Scan the records below for the line containing "- **10/10 rounds" and the line containing "from mlx_lm.tuner.trainer import". Copy both, plus every line between, exactly.

(Stored data entries)
=== Begin Enclosure ===

PR #1499, opened 2026-07-08
Add layerwise DWQ (--layers-per-round) for very large students

avlp12:
### Problem

DWQ trains the quantization `scales`/`biases` of **every** quantized layer in a single backward pass. For very large students the first training step runs out of memory regardless of sequence length, because the quantized-matmul backward materializes large per-layer intermediates for all trainable layers at once.

Concrete case (M3 Ultra 512 GB): a 242 GB / 745B-parameter MoE student (256 experts, 75 quantized MoE layers) fails in the first step with `[METAL] Command buffer execution failed: Insufficient Memory` at `--max-seq-length` 1024, 512, and 256, with `--grad-checkpoint` and `--batch-size 1`. Pipeline-sharding the student across two machines does not help either: `Send` has no VJP (`[Primitive::vjp] Not implemented for Send`), and even forward-only distributed passes previously hit the GPU watchdog on cross-node recv-waits.

### Approach

`dwq_quantize_layerwise` trains rounds of at most `--layers-per-round` layers at a time:

- collect the layer indices that contain quantized (affine, `bits < 8`) modules; embeddings/head train with the first round,
- rounds run **deepest layers first** (their gradients are the best-conditioned; shallow-first ordering diverged in our runs),
- per round: freeze everything, unfreeze that round's `scales`/`biases`, train one pass over the data with a fresh optimizer,
- **validate after each round and revert the round if validation got worse** (monotone by construction).

Since `value_and_grad` only differentiates the unfrozen parameters, backward memory is bounded by the round size. The default (`--layers-per-round 0`) keeps the current single-pass behavior unchanged.

### Results

Full-scale run on the failing case above (2.56-bpw GLM-5.2 student, 78 quantized layers, `--layers-per-round 8`, seq 512, 145 samples, lr 1e-6, single M3 Ultra 512 GB):

- **Peak memory ~334 GB** (the same configuration OOMs in the first step without layerwise rounds).
- **10/10 rounds accepted** (the rollback never had to fire); training-set KL fell monotonically.
- Held-out validation KL **0.458 → 0.322 (−30%)**.
- Downstream 3-corpus KL vs a 4.5-bpw reference of the same base model: overall **0.655 → 0.379 (−42%)**, top-1 flip 24.4% → 15.9%; the worst language slice (ZH) improved **0.987 → 0.562 (−43%)**.

~12 s/iteration; the full 10-round run took ≈5 h.

### Testing

- `tests/test_dwq.py`: end-to-end layerwise rounds on a tiny quantized Llama (runs in <1 s).
- Full-scale run on the 745B MoE student described above.

### DIFF
--- a/mlx_lm/quant/dwq.py
+++ b/mlx_lm/quant/dwq.py
@@ -2,6 +2,7 @@
 
 import argparse
 import copy
+import re
 import time
 import types
 from pathlib import Path
@@ -17,13 +18,8 @@ from mlx_lm.tuner.datasets import load_dataset
 from mlx_lm.tuner.losses import kl_div_loss
 from mlx_lm.tuner.trainer import grad_checkpoint, iterate_batches
 from mlx_lm.tuner.utils import print_trainable_parameters
-from mlx_lm.utils import (
-    load,
-    load_tokenizer,
-    quantize_model,
-    save,
-    sharded_load,
-)
+from mlx_lm.utils import (load, load_tokenizer, quantize_model, save,
+                          sharded_load)
 
 
 def compute_dwq_targets(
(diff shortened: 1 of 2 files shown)


zcbenz:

=== End Enclosure ===

**TASK RESPONSE**
- **10/10 rounds accepted** (the rollback never had to fire); training-set KL fell monotonically.
- Held-out validation KL **0.458 → 0.322 (−30%)**.
- Downstream 3-corpus KL vs a 4.5-bpw reference of the same base model: overall **0.655 → 0.379 (−42%)**, top-1 flip 24.4% → 15.9%; the worst language slice (ZH) improved **0.987 → 0.562 (−43%)**.

~12 s/iteration; the full 10-round run took ≈5 h.

### Testing

- `tests/test_dwq.py`: end-to-end layerwise rounds on a tiny quantized Llama (runs in <1 s).
- Full-scale run on the 745B MoE student described above.

### DIFF
--- a/mlx_lm/quant/dwq.py
+++ b/mlx_lm/quant/dwq.py
@@ -2,6 +2,7 @@
 
 import argparse
 import copy
+import re
 import time
 import types
 from pathlib import Path
@@ -17,13 +18,8 @@ from mlx_lm.tuner.datasets import load_dataset
 from mlx_lm.tuner.losses import kl_div_loss
 from mlx_lm.tuner.trainer import grad_checkpoint, iterate_batches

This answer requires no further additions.